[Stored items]
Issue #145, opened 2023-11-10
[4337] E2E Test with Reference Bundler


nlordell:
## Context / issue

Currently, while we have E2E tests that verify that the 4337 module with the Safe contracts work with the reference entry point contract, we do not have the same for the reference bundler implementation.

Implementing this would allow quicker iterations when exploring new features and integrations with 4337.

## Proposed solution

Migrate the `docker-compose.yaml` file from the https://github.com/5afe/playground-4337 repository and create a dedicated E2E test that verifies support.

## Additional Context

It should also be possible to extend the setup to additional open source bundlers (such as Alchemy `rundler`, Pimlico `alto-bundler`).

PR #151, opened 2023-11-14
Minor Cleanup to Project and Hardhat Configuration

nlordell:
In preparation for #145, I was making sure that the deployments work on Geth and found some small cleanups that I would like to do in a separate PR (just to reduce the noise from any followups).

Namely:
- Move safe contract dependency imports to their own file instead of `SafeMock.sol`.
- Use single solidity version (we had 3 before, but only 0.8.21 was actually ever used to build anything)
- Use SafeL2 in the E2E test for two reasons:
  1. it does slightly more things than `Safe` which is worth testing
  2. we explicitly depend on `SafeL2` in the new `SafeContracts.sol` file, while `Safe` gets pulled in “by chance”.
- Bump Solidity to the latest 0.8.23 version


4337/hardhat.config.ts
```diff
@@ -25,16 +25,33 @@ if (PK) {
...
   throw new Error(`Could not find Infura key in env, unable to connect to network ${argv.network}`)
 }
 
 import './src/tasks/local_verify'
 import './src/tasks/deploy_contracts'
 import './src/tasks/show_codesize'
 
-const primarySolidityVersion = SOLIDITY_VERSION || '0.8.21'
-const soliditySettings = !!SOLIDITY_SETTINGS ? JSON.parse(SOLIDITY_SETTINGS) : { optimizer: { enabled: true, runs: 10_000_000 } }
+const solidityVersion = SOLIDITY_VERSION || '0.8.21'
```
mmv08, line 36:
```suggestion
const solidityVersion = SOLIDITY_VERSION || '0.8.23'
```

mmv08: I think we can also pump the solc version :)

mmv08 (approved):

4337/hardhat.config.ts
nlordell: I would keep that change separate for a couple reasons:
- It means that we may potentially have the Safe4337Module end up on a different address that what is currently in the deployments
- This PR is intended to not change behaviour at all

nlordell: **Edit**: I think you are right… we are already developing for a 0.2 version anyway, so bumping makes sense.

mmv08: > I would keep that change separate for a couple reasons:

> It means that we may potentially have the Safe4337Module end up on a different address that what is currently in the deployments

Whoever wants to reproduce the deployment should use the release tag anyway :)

*TASK GOAL*:
Reprint exactly the lines above that start at the one with "- It means that" and end at the one with "mmv08: > I would", keeping both and adding none.

*EXERCISE RESULT*:
- It means that we may potentially have the Safe4337Module end up on a different address that what is currently in the deployments
- This PR is intended to not change behaviour at all

nlordell: **Edit**: I think you are right… we are already developing for a 0.2 version anyway, so bumping makes sense.

mmv08: > I would keep that change separate for a couple reasons:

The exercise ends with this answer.